◆ BRIEF
What is the number of lines in these records with "bool" in them? Answer with that number only.

(Stored data entries)
☆ ☆ ☆ ☆

PR #60, opened 2022-07-25
Model and test updates for countdown timer 

suryabulusu:
- Adds `created_at` and `updated_at` fields to session and session answer for time of submission calculations. Solves Issue #63 
- Idea is to have a global countdown timer, that begins when user first clicks `Start Quiz` on front-end. 
-- We add this event (`start-quiz`) to a session `events` list
-- Each event has a `created_at` time that records when the event occured
-- time remaining for the session in which user clicks "Start Quiz" = `quiz["time_limit"].max` (for now)
-- for subsequent sessions of the same user+quiz pair, we add the event `resume-quiz` to list when `Resume` button is clicked on frontend. 
-- Now, `time_remaining = time_remaining_in_previous_session - time_elapsed_between_current_event_and_prev_event` (explanation provided in notion doc [here](https://www.notion.so/avantifellows/Feature-Capturing-submit-time-timer-0b47c4b2fbd2405fb00cc590e27a286d))
- Tests to ensure that new session + start quiz, next session + resume quiz, etc. have different `time_remaining` values. Solves #64
- Ensure that unnecessary sessions are not being created. This involving checking two previous sessions to see if any event has occurred in previous session.  If yes, then we create a new session. If not, we can retain the previous session as new session (as it had no event)

Coresponding `quiz-frontend` PR -- https://github.com/avantifellows/quiz-frontend/pull/76


app/models.py
```diff
@@ -321,6 +323,7 @@ class UpdateSessionAnswer(BaseModel):
 
     answer: Optional[answerType]
     visited: Optional[Union[bool, None]]
+    last_updated_at: datetime = Field(default_factory=datetime.utcnow)
```
pritamps, line 326: Doesn't need to be `last_updated_at` ..you can make it just `updated_at`, it's okay :)

app/models.py
```diff
@@ -354,22 +358,37 @@ class Config:
...
+
+
 class SessionResponse(Session):
     """Model for the response of any request that returns a session"""
 
     is_first: bool
+    has_quiz_started: Optional[bool] = False
     has_quiz_ended: Optional[bool] = False
     session_answers: List[SessionAnswer]
+    quiz_start_resume_time: Optional[datetime]
```
pritamps, line 389: why `start` and `resume` in same variable name? Little weird

app/routers/sessions.py
```diff
@@ -27,13 +34,18 @@ async def create_session(session: Session):
...
 
-        # since we know that there is going to be only one question set for now
         if "question_sets" in quiz and quiz["question_sets"]:
-            question_set_id = quiz["question_sets"][0]["_id"]
-            questions = client.quiz.questions.find(
-                {"question_set_id": question_set_id}, sort=[("_id", pymongo.ASCENDING)]
-            )
+            question_set_ids = [qset["_id"] for qset in quiz["question_sets"]]
+            questions = []
+            for qset_id in question_set_ids:
```
pritamps, line 43: This doesn't belong here, no? Why is this in this PR?

app/models.py
```diff
@@ -354,22 +358,37 @@ class Config:
 class UpdateSession(BaseModel):
     """Model for the body of the request that updates a session"""
 
-    has_quiz_ended: bool
+    has_quiz_ended_first_time: bool
```
pritamps, line 361: Ended is only for last time. Maybe rename to `has_quiz_stopped_first_time`?

app/routers/sessions.py
```diff
@@ -78,30 +96,54 @@ async def create_session(session: Session):
...
+            current_time - datetime.fromisoformat(session["quiz_start_resume_time"])
+        ).seconds
+
+    if session_updates["has_quiz_ended_first_time"]:
+        # end test clicked first time
+        session["has_quiz_ended"] = True
+        session["quiz_end_time"] = current_time
+    else:
+        # quiz started or resumed
+        session["quiz_start_resume_time"] = current_time
```
pritamps, line 132: Should be separate values for `start` and `resume` (`resume` shoulnd be an array) so that we can track when the user started, stopped over multiple sessions.

Unless I'm missing something and that's already being tracked somehow

pritamps (changes requested):
I don't have much context with this code -- just some general questions

app/models.py
suryabulusu: yes

app/models.py
suryabulusu: because we can either start session or resume session when quiz opens. i'm capturing the moment when the start/resume button is clicked

app/routers/sessions.py
suryabulusu: so the `session["created"]` time will handle it. we could query for list of sessions of particular user/quiz pair - and look at array of times. however, the time captured in `created` pertains to when the quiz webpage has opened.

`start` and `resume` refer to when the user has "clicked" the start/resume button. ideally, they must be stored in an array, yes. but for current logic i didn't require. 

moreover, session start/resume times (as in, when the webpage has opened) -- can help for now.

app/routers/sessions.py
```diff
@@ -78,30 +96,54 @@ async def create_session(session: Session):
...
+
+    if session_updates["has_quiz_started_first_time"]:
+        # start/resume button clicked first time for a quiz
+        session["has_quiz_started"] = True
+        # time elapsed is zero
+    else:
+        # update time remaining based on current time (resume/end button clicked)
+        time_elapsed = (
+            current_time - datetime.fromisoformat(session["quiz_start_resume_time"])
+        ).seconds
```
deepansh96, line 124: this part is a little unclear to me.
My best guess after reading this and frontend's code is that the `else` condition is for the quiz being resumed after being paused right?

Just thinking out loud, I'll write my understanding process of this logic below.
- User comes to a quiz for the first time, a new session is created
- session['time_remaining'] is set
- user clicks "Start Quiz"
- a call to update_session API is made
- in the logic we check if the quiz is being started, resumed or ended
- if the quiz is being started and NOT resumed, we set the `quiz_start_time` in the session as the current time. time elapsed would be 0 as the quiz is just being started. so we calculate the time remaining and send it to the frontend and also update in the session document
- lets say after some time user leaves the quiz.
- they come back again, a new session is created
- this new session has details copied from the previous session. things like `has quiz started/resumed/ended` and the time remaining, quiz start time, quiz end time and quiz resume time(s). These details are outdated as they'll get updated when the user clicks resume etc.
- The user clicks resume, a call to update session API is called.
- this time the quiz is being resumed. so we'll calculate the time that has been passed since the last time session was resumed. if this is the first time session is being resumed, we'll calculate the time passed from the quiz start time
- now we have the time elapsed since the last activity (it could be quiz started or resumed)
- we'll calculate how much time is remaining since the last time_remaining and update it on DB and frontend

While writing this out the process became clear to me. Your logic is totally correct but I think it can be structured more neatly and in a way that's extendable in the future. Writing my points below so I can discuss with you on a call.

- We should segregate events. Think of starting, resuming, ending as events. Currently in your implementation, things are mixed up. ending is a separate event. starting/resuming is merged into one field. plus we're relying on the frontend to send data telling the backend that if the user is starting the quiz for the first time or not or ending the quiz for the first time or not. these are very specific events.
- Plus I think every session should contain an event string. This could be (for now) "quiz_start", "quiz_resume" and "quiz_end". Along with each event, there is a timestamp attached. My goal here is to reuse the `created_at` and `updated_at` timestamps instead of storing times in separate variables like `quiz_start_time`, `quiz_resume_time` and `quiz_end_time`.
- Going by the current implementation, In the future if we want to track some other event along with their times, we'll have to add specialized fields again. For example, if the event we want to track is `xyz`, we'll have to add `quiz_xyz_time` and then another flag let's say `has_quiz_xyz`. A better approach would be to have a general event. Which could be anything. 
- Every session will have one session-level event attached to it. And the time for the session-level event will be tracked using created_at/updated_at.
- That way, we won't have to keep track of _other_, events in one session itself. Like currently, for every session, we're tracking if the quiz was started, resumed or ended along with their times.
- With the new implementation, things will go along with the arrow of time. one session will have quiz started event with the time being tracked in created_at/updated_at. Next session will have quiz resumed event along with the time. then a few more quiz resumed events in the next few sessions. then at the end, we'll have quiz ended event. same way we can have quiz reattempted, revisited etc in the future if required.

app/models.py
deepansh96: ^this will change with the improved implementation. But the basic funda still remains valid. The events and their names should be independent!

app/models.py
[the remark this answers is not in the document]
deepansh96: ^ after going in detail through the logic, I understand what this means. The `first_time` thing essentially means whether the quiz was started or resumed.
I still didn't understand what is the meaning of `first_time` with `has_quiz_ended`. Can someone end quiz multiple times?

deepansh96 (changes requested):

app/models.py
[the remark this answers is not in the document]
suryabulusu: session answer can get updated at multiple times. `last` added to indicate we only store the latest update time. not all the update times

app/routers/sessions.py
suryabulusu: removed it from current PR

deepansh96:
- Can you update the PR description as well?
- Also create an issue and link it on the PRs (on both frontend and backend)

app/models.py
```diff
@@ -414,3 +408,12 @@ class Config:
                 ],
             }
         }
+
+
+class UpdateSessionResponse(BaseModel):
+    """Model for the response of request that updates a session"""
+
+    time_remaining: Optional[int]
```
deepansh96, line 416: add one comment here saying that this time is in seconds?

app/routers/sessions.py
```diff
@@ -59,9 +66,15 @@ async def create_session(session: Session):
...
+        if previous_session["events"] is None:
+            # later, we can avoid creating new session too
+            session["is_first"] = True
+        else:
+            session["is_first"] = False
+
+        session["events"] = previous_session.get("events", None)
         session["has_quiz_ended"] = previous_session.get("has_quiz_ended", False)
-        session["has_quiz_started"] = previous_session.get("has_quiz_started", False)
+        session["time_remaining"] = previous_session.get("time_remaining", None)
```
deepansh96, line 77: If the user didn't click `start quiz` the very first time and reloaded, we decided on _not_ to create a new session right?

app/routers/sessions.py
```diff
@@ -99,45 +109,43 @@ async def create_session(session: Session):
...
-        session["has_quiz_ended"] = True
-        session["quiz_end_time"] = current_time
-    else:
-        # quiz started or resumed
-        session["quiz_start_resume_time"] = current_time
-
     response_content = {}
     if "time_remaining" in session and session["time_remaining"] is not None:
-        # if not here => there is no time limit set, no need to update
+        # if not there => no time limit is set, no need to respond with time_remaining
```
deepansh96, line 142:
```suggestion
        # if `time_remaining` key is not present => no time limit is set, no need to respond with time_remaining
```

app/routers/sessions.py
```diff
@@ -99,45 +109,43 @@ async def create_session(session: Session):
...
+        session["events"].append(event_obj)
+
+    # diff between times of last two events
+    time_elapsed = 0
+    if new_event != EventType.start_quiz:
+        # time_elapsed = 0 for start-quiz event
         time_elapsed = (
-            current_time - datetime.fromisoformat(session["quiz_start_resume_time"])
+            str_to_datetime(session["events"][-1]["created_at"])
+            - str_to_datetime(session["events"][-2]["created_at"])
```
deepansh96, line 137: Just also add a sanity check here that the `session["events"]` array is of length of 2 or more.
I know that logically it will always be that way but still if something weird happens, I don't want the app to break

deepansh96 (changes requested):

app/models.py
```diff
@@ -159,7 +171,7 @@ class Quiz(BaseModel):
     num_graded_questions: int
     shuffle: bool = False
     num_attempts_allowed: int = 1
-    time_limit: QuizTimeLimit = None
+    time_limit: Optional[QuizTimeLimit] = None
```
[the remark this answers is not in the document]
suryabulusu: it doesn't do anything -- both lines are same but saying `Optional` makes it more explicit that this param being `None` is fine throughout the code https://www.reddit.com/r/learnpython/comments/qjtis0/pydantic_difference_between_typingoptional_and/

app/models.py
```diff
@@ -342,6 +354,7 @@ class Session(BaseModel):
     user_id: str
     quiz_id: str
     created_at: datetime = Field(default_factory=datetime.utcnow)
+    events: Optional[List[Event]]
```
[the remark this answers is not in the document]
suryabulusu: after reading a bit more on `Optional`, i think it should be `events: List[Event] = None` .. we don't intend it to be optional param, we just iniitialize with `None` to mean ki its a default value. eventually it will get populated.

app/routers/sessions.py
suryabulusu: ya i thought it could be a separate PR.. see line 70. 

because i was not sure how to handle when `resume` is not clicked.
session1 = start quiz
session2 = reload browser but don't click resume
session3 = reload browser again and click resume

 in session3, `previous_session["events"]` is not None (it has start-quiz event), but nothing happened in session2. so we could as well return session2 only. 

i felt its worthwhile to store info of cases when users just reload browsers without clicking anything, maybe useful for analysis. lets keep creating new sessions, unless we observe its a common pattern that is hurting db?

app/models.py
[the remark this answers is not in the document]
deepansh96: So I guess for more clarity we should use `Optional` along with `= None` then?
Can you make the changes everywhere where just `= None` exists without the `Optional` type?

app/models.py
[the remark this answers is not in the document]
deepansh96: Makes sense
So I guess this depends on the situation
Can you review the `models.py` file and see if any situation has an extra `Optional` which should not be there?

app/routers/sessions.py
deepansh96: I didn't understood this part, maybe you can explain on a quick call?

app/models.py
```diff
@@ -334,7 +335,7 @@ class UpdateSessionAnswer(BaseModel):
     """Model for the body of the request that updates a session answer"""
 
     answer: Optional[answerType]
-    visited: Optional[Union[bool, None]]
+    visited: Optional[bool]
```
deepansh96, line 338: is this the same as `visited: Optional[bool] = None`?

app/routers/sessions.py
```diff
@@ -25,25 +25,39 @@ def str_to_datetime(datetime_str: str) -> datetime:
...
+                "quiz_id": current_session["quiz_id"],
+                "user_id": current_session["user_id"],
+            },
+            sort=[("_id", pymongo.DESCENDING)],
+            limit=2,
+        )
     )
+    last_session, second_last_session = None, None
+    if len(previous_two_sessions) == 1:
+        # only one session exists
```
deepansh96, line 50: can you place this comment and the below comment just above the `if` and `elif` statements?

app/models.py
suryabulusu: yes.. but if `visited` is not in the `UpdateSessionAnswer` request body (sent by frontend), it gets removed -- via `remove_optional_unset_args()` in `routers/session_answers.py`

deepansh96 (approved):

☆ ☆ ☆ ☆

◆ SOLUTION FOR THIS TASK
10